Census statistics. Grain: neighbourhood × census year.

Column Type Constraints Description
id INTEGER PK, AUTO Surrogate key
neighbourhood_id INTEGER FK → dim_neighbourhood Neighbourhood reference
census_year INTEGER NOT NULL 2016, 2021, etc.
population INTEGER Total population
population_density NUMERIC(10,2) People per km²
median_household_income NUMERIC(12,2) Median income
average_household_income NUMERIC(12,2) Average income
unemployment_rate NUMERIC(5,2) Unemployment %
pct_bachelors_or_higher NUMERIC(5,2) Education rate
pct_owner_occupied NUMERIC(5,2) Owner rate
pct_renter_occupied NUMERIC(5,2) Renter rate
median_age NUMERIC(5,2) Median resident age
average_dwelling_value NUMERIC(12,2) Average home value

fact_crime

Crime statistics. Grain: neighbourhood × year × crime type.

Column Type Constraints Description
id INTEGER PK, AUTO Surrogate key
neighbourhood_id INTEGER FK → dim_neighbourhood Neighbourhood reference
year INTEGER NOT NULL Calendar year
crime_type VARCHAR(50) NOT NULL Crime category
count INTEGER NOT NULL Number of incidents
rate_per_100k NUMERIC(10,2) Rate per 100k population

fact_amenities

Amenity counts.

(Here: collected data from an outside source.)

PR #109, opened 2021-04-26
Add beginnings of SqlMarshaller as a start of 'higher-level' interface.

telser:
- Adds a very much work in progress SqlMarshaller and some small tests
  - Still needs to be tied into `SqlType`
  - Tests are a Hedgehog test tree and are added slightly differently.
- Adds a cabal flag, "ci", and enables much more strict compiler checks with it.
- ci flag is enabled in the test-loop script

### DIFF
--- a/orville-postgresql-libpq/test/Test/SqlMarshaller.hs
+++ b/orville-postgresql-libpq/test/Test/SqlMarshaller.hs
@@ -1,0 +1,33 @@
+module Test.SqlMarshaller
+  ( sqlMarshallerTree
+  ) where
+
+import qualified Hedgehog as HH
+import qualified Hedgehog.Gen as Gen
+import qualified Hedgehog.Range as Range
+import Test.Tasty.Hedgehog (testProperty)
+import Test.Tasty (TestTree, testGroup)
+
+import Database.Orville.PostgreSQL.Internal.SqlMarshaller (marshallFromSql)
+
+sqlMarshallerTree :: TestTree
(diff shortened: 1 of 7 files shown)


orville-postgresql-libpq/test/Test/SqlMarshaller.hs
```diff
@@ -0,0 +1,33 @@
...
+  testProperty "Can round trip an int through SqlMarshaller" . HH.property $ do
+    someInt <- HH.forAll generateInt
+    (marshallFromSql (pure someInt) []) HH.=== (Right someInt)
+
+canCombineSqlMarshaller :: TestTree
+canCombineSqlMarshaller =
+  testProperty "Can combine SqlMarshallers with <*>" . HH.property $ do
+    firstInt <- HH.forAll generateInt
+    secondInt <- HH.forAll generateInt
+    marshallFromSql ((pure (+ firstInt)) <*> (pure secondInt)) [] HH.=== (Right (firstInt + secondInt))
```
qxjit, line 30: Would this more more clear written as `fmap (+) (pure firstInt) <*> (pure secondInt)`? Just a though -- I'm not sure which way is better.

qxjit (approved):

aaronallen8455:
How does this differ from `RelationalMap`?

qxjit:
@aaronallen8455 This is the replacement for `RelationalMap` in the `libpq` rewrite.

PR #110, opened 2021-04-26
LibPQ: Adds multi-insert and where clauses to `Expr`

qxjit:
This adds a bit more support to the `Expr` module with types and
constructors for building multi-row insert statements and an initial cut
at basic where comparisons.

Along the way I added a new `readRows` function that reads the rows from
the `LibPQ` result into `SqlValue` lists for further consumption by the
caller. I imagine this will get modified eventually based on the needs
of `SqlMashaller`.

### DIFF
--- a/orville-postgresql-libpq/src/Database/Orville/PostgreSQL/Internal/Expr.hs
+++ b/orville-postgresql-libpq/src/Database/Orville/PostgreSQL/Internal/Expr.hs
@@ -25,6 +25,11 @@ module Database.Orville.PostgreSQL.Internal.Expr
   , andExpr
   , parenthesized
   , comparison
+  , columnEquals
+  , columnGreaterThan
+  , columnLessThan
+  , columnGreaterThanOrEqualTo
+  , columnLessThanOrEqualTo
   , RowValuePredicand
   , columnReference
   , comparisonValue
@@ -135,7 +140,7 @@ andExpr :: BooleanExpr -> BooleanExpr -> BooleanExpr
 andExpr left right =
   BooleanExpr $
     booleanExprToSql left
-    <> RawSql.fromString " OR "
+    <> RawSql.fromString " AND "
     <> booleanExprToSql right
 
 parenthesized :: BooleanExpr -> BooleanExpr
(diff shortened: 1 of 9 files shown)


orville-postgresql-libpq/src/Database/Orville/PostgreSQL/Internal/Expr.hs
```diff
@@ -70,19 +107,152 @@ rawTableName :: String -> TableName
...
+  BooleanExpr $
+    booleanExprToSql left
+    <> RawSql.fromString " OR "
+    <> booleanExprToSql right
+
+andExpr :: BooleanExpr -> BooleanExpr -> BooleanExpr
+andExpr left right =
+  BooleanExpr $
+    booleanExprToSql left
+    <> RawSql.fromString " OR "
```
qxjit, line 138: :face_with_head_bandage: I rushed to open this and forgot to change this. I'll add tests for `OR` and `AND` and update this branch before merging.

qxjit: This is fixed in the latest commit on the branch

orville-postgresql-libpq/src/Database/Orville/PostgreSQL/Internal/SqlValue.hs
```diff
@@ -45,6 +45,7 @@ import qualified Data.Time as Time
 data SqlValue
   = SqlValue BS.ByteString
   | SqlNull
+  deriving (Show, Eq)
```
telser, line 48: Presumably this is for tests, but I think we want to be careful to say that `SqlValue` isn't safe in general to print.

telser (approved):

orville-postgresql-libpq/src/Database/Orville/PostgreSQL/Internal/SqlValue.hs
qxjit: Yeah, definitely for tests -- even the `Eq` instance. I wouldn't mind it if `SqlValue` lack that as well. I'll add something so we don't forget to review this, but I suspect we won't know what the best answer looks like until we have more built.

Grain: neighbourhood × amenity type × year.

Column Type Constraints Description
id INTEGER PK, AUTO Surrogate key
neighbourhood_id INTEGER FK → dim_neighbourhood Neighbourhood reference
amenity_type VARCHAR(50) NOT NULL parks/schools/transit/etc.
count INTEGER NOT NULL Number of amenities
year INTEGER NOT NULL Reference year

Bridge Tables

bridge_cmhc_neighbourhood

Maps CMHC zones to neighbourhoods with area-based weights for data disaggregation.

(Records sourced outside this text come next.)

PR #116, opened 2021-05-18
Fix FieldDefinition round-trip test for Double

mitchellvitez:
Only generate doubles under 15 digits long, necessary because of a
PostgreSQL limitation

### DIFF
--- a/orville-postgresql-libpq/test/Test/FieldDefinition.hs
+++ b/orville-postgresql-libpq/test/Test/FieldDefinition.hs
@@ -37,16 +37,12 @@ fieldDefinitionTree pool =
           , roundTripGen = Gen.integral (Range.linearFrom 0 minBound maxBound)
           }
 
-    -- PostgreSQL only stores up to 15 digits of precision, but Haskell values
-    -- can have more precision than that. I created a story to address this
-    -- test to avoid the rest of 'FieldDefinition' getting hung up by this.
-    --
-    -- , testProperty "can round trip a doubleField" . HH.property $ do
-    --   runRoundTripTest pool $
-    --     RoundTripTest
-    --       { roundTripFieldDef = FieldDef.doubleField "foo"
-    --       , roundTripGen = storableDoubleGen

Column Type Constraints Description
id INTEGER PK, AUTO Surrogate key
cmhc_zone_code VARCHAR(10) FK → dim_cmhc_zone Zone reference
neighbourhood_id INTEGER FK → dim_neighbourhood Neighbourhood reference
weight NUMERIC(5,4) NOT NULL Proportional weight (0-1)

Indexes

Table Index Columns Purpose
fact_rentals ix_fact_rentals_date_zone date_key, zone_key Time-series queries
fact_census ix_fact_census_neighbourhood_year neighbourhood_id, census_year Census lookups
fact_crime ix_fact_crime_neighbourhood_year neighbourhood_id, year Crime trends
fact_crime ix_fact_crime_type crime_type Crime filtering
fact_amenities ix_fact_amenities_neighbourhood_year neighbourhood_id, year Amenity queries
fact_amenities ix_fact_amenities_type amenity_type Amenity filtering
bridge_cmhc_neighbourhood ix_bridge_cmhc_zone cmhc_zone_code Zone lookups
bridge_cmhc_neighbourhood ix_bridge_neighbourhood neighbourhood_id Neighbourhood lookups

PostGIS Extensions

The database requires PostGIS for geospatial operations:

CREATE EXTENSION IF NOT EXISTS postgis;

All geometry columns use SRID 4326 (WGS84) for compatibility with web mapping libraries.